··· Data excerpts

PR #4363, opened 2017-02-09
Simplify client views and add tests

robertknight:
The logic for the views that serve the client (`/embed.js` and `/app.html`) was split across two modules `h.client` and `h.views.client` and not well tested.

The `h.client` module was originally created for rendering the app.html and
embed.js files during the browser extension build. In that environment
there is no request object, hence the separation.

Since the browser extension build has now been moved to a separate repo,
the client views can be simplified by moving all client view logic to
`h.views.client` and making the views return context dicts rather than
rendering templates directly. Add tests which take advantage of this and simplify some existing ones.

Additionally the `widget` route has been renamed to `sidebar_app` to be
more descriptive.


tests/h/views/main_test.py
```diff
@@ -12,36 +12,34 @@
...
     document_title.return_value = 'WikiHow — How to Make a ☆Starmap☆'
 
-    render_app_html.return_value = '<html></html>'
-    main.annotation_page(context, pyramid_request)
-    args, kwargs = render_app_html.call_args
-    test = lambda d: 'foo' in d['content'] and 'Starmap' in d['content']
-    assert any(test(d) for d in kwargs['extra']['meta_attrs'])
+    ctx = main.annotation_page(context, pyramid_request)
+
+    def test(d):
```
robertknight: I changed `test` here because flake8 recommends defining a nested func rather than doing `var_name = lambda ...`. IMO the result is cleaner so I did.

h/views/client.py
```diff
@@ -50,23 +116,27 @@ def annotator_token(request):
...
-        app_html_url=request.route_url('widget'),
-        base_url=request.route_url('index'))
-    return request.response
+@view_config(route_name='embed',
+             renderer='h:templates/embed.js.jinja2')
+def embed(request):
+    request.response.content_type = 'text/javascript'
+
+    assets_env = request.registry['assets_client_env']
+    base_url = request.route_url('index')
```
seanh: Both names come from the preexisting code, but this is called `service_url` above, I wonder if it'd be worth renaming it to `service_url` here as well? Or even rename both of them to `index_url` to match the route name?

h/views/client.py
```diff
@@ -8,30 +8,96 @@
...
-        ga_client_tracking_id=request.registry.settings.get('ga_client_tracking_id'),
-        extra=extra)
-    request.response.text = html
-    return request.response
+    assets_env = request.registry['assets_client_env']
+    api_url = request.route_url('api.index')
+    service_url = request.route_url('index')
+    sentry_public_dsn = client_sentry_dsn
+    websocket_url = request.registry.settings.get('h.websocket_url')
+    ga_client_tracking_id = request.registry.settings.get('ga_client_tracking_id')
```
seanh: There's some duplication of this code for getting variables out of the `request` object (the `embed()` view below pulls out `assets_env` and `service_url` in the same way that this code does). I wonder if this block could be moved to a helper function that takes the `request` and returns a dict of all these?

tests/h/views/client_test.py
```diff
@@ -19,6 +22,80 @@ def test_annotator_token_returns_token(generate_jwt, pyramid_request):
...
+            'http://example.com/assets/client/inject.css',
+            ]
+
+    def test_it_sets_content_type(self, pyramid_request_):
+        client.embed(pyramid_request_)
+        assert pyramid_request_.response.content_type == 'text/javascript'
+
+
+@pytest.fixture
+def pyramid_request_(pyramid_request):
```
robertknight: Good question - we had a discussion on Slack and Nick suggested a cleaner solution which I am now implementing. See https://hypothes-is.slack.com/archives/public/p1486725096004540

h/routes.py
```diff
@@ -69,7 +69,7 @@ def includeme(config):
 
     # Client
     config.add_route('session', '/app')
-    config.add_route('widget', '/app.html')
+    config.add_route('sidebar_app', '/app.html')
```
seanh: Slightly better name here :)

seanh:
@robertknight I'll let you make any more changes that you want and then feel free to merge if yourself

h/views/client.py
robertknight: `base_url` and `service_url` happen to have the same URL but they have different meanings. The first is the _root URL to which asset URLs are relative_, the second is the URL which the client should use to construct URLs that link into pages in the service.

h/views/client.py
robertknight: These variables are not really necessary, I've simplified this code a bit to move the values into the place where the kwargs are passed to `_app_html_context`

tests/h/views/main_test.py
robertknight: The purpose of this test is to make sure that the right `<link>` and `<meta>` tags are rendered when you visit `/a/<annotation ID>` pages, depending on the data available in the annotation. Probably easier to clarify by changing the test name as much as this lambda. I'm going to leave it for the moment to get the rest of the work here merged.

······

## [What you need to do]
Give back the complete material verbatim.

## [Answer section]
PR #4363, opened 2017-02-09
Simplify client views and add tests

robertknight:
The logic for the views that serve the client (`/embed.js` and `/app.html`) was split across two modules `h.client` and `h.views.client` and not well tested.

The `h.client` module was originally created for rendering the app.html and
embed.js files during the browser extension build. In that environment
there is no request object, hence the separation.

Since the browser extension build has now been moved to a separate repo,
the client views can be simplified by moving all client view logic to
`h.views.client` and making the views return context dicts rather than
rendering templates directly. Add tests which take advantage of this and simplify some existing ones.

Additionally the `widget` route has been renamed to `sidebar_app` to be
more descriptive.


tests/h/views/main_test.py
```diff
@@ -12,36 +12,34 @@
...
     document_title.return_value = 'WikiHow — How to Make a ☆Starmap☆'
 
-    render_app_html.return_value = '<html></html>'
-    main.annotation_page(context, pyramid_request)
-    args, kwargs = render_app_html.call_args
-    test = lambda d: 'foo' in d['content'] and 'Starmap' in d['content']
-    assert any(test(d) for d in kwargs['extra']['meta_attrs'])
+    ctx = main.annotation_page(context, pyramid_request)
+
+    def test(d):
```
robertknight: I changed `test` here because flake8 recommends defining a nested func rather than doing `var_name = lambda ...`. IMO the result is cleaner so I did.

h/views/client.py
```diff
@@ -50,23 +116,27 @@ def annotator_token(request):
...
-        app_html_url=request.route_url('widget'),
-        base_url=request.route_url('index'))
-    return request.response
+@view_config(route_name='embed',
+             renderer='h:templates/embed.js.jinja2')
+def embed(request):
+    request.response.content_type = 'text/javascript'
+
+    assets_env = request.registry['assets_client_env']
+    base_url = request.route_url('index')
```
seanh: Both names come from the preexisting code, but this is called `service_url` above, I wonder if it'd be worth renaming it to `service_url` here as well? Or even rename both of them to `index_url` to match the route name?

h/views/client.py
```diff
@@ -8,30 +8,96 @@
...
-        ga_client_tracking_id=request.registry.settings.get('ga_client_tracking_id'),
-        extra=extra)
-    request.response.text = html
-    return request.response
+    assets_env = request.registry['assets_client_env']
+    api_url = request.route_url('api.index')
+    service_url = request.route_url('index')
+    sentry_public_dsn = client_sentry_dsn
+    websocket_url = request.registry.settings.get('h.websocket_url')
+    ga_client_tracking_id = request.registry.settings.get('ga_client_tracking_id')
```
seanh: There's some duplication of this code for getting variables out of the `request` object (the `embed()` view below pulls out `assets_env` and `service_url` in the same way that this code does). I wonder if this block could be moved to a helper function that takes the `request` and returns a dict of all these?

tests/h/views/client_test.py
```diff
@@ -19,6 +22,80 @@ def test_annotator_token_returns_token(generate_jwt, pyramid_request):
...
+            'http://example.com/assets/client/inject.css',
+            ]
+
+    def test_it_sets_content_type(self, pyramid_request_):
+        client.embed(pyramid_request_)
+        assert pyramid_request_.response.content_type == 'text/javascript'
+
+
+@pytest.fixture
+def pyramid_request_(pyramid_request):
```
robertknight: Good question - we had a discussion on Slack and Nick suggested a cleaner solution which I am now implementing. See https://hypothes-is.slack.com/archives/public/p1486725096004540

h/routes.py
```diff
@@ -69,7 +69,7 @@ def includeme(config):
 
     # Client
     config.add_route('session', '/app')
-    config.add_route('widget', '/app.html')
+    config.add_route('sidebar_app', '/app.html')
```
seanh: Slightly better name here :)

seanh:
@robertknight I'll let you make any more changes that you want and then feel free to merge if yourself

h/views/client.py
robertknight: `base_url` and `service_url` happen to have the same URL but they have different meanings. The first is the _root URL to which asset URLs are relative_, the second is the URL which the client should use to construct URLs that link into pages in the service.

h/views/client.py
robertknight: These variables are not really necessary, I've simplified this code a bit to move the values into the place where the kwargs are passed to `_app_html_context`

tests/h/views/main_test.py
robertknight: The purpose of this test is to make sure that the right `<link>` and `<meta>` tags are rendered when you visit `/a/<annotation ID>` pages, depending on the data available in the annotation. Probably easier to clarify by changing the test name as much as this lambda. I'm going to leave it for the moment to get the rest of the work here merged.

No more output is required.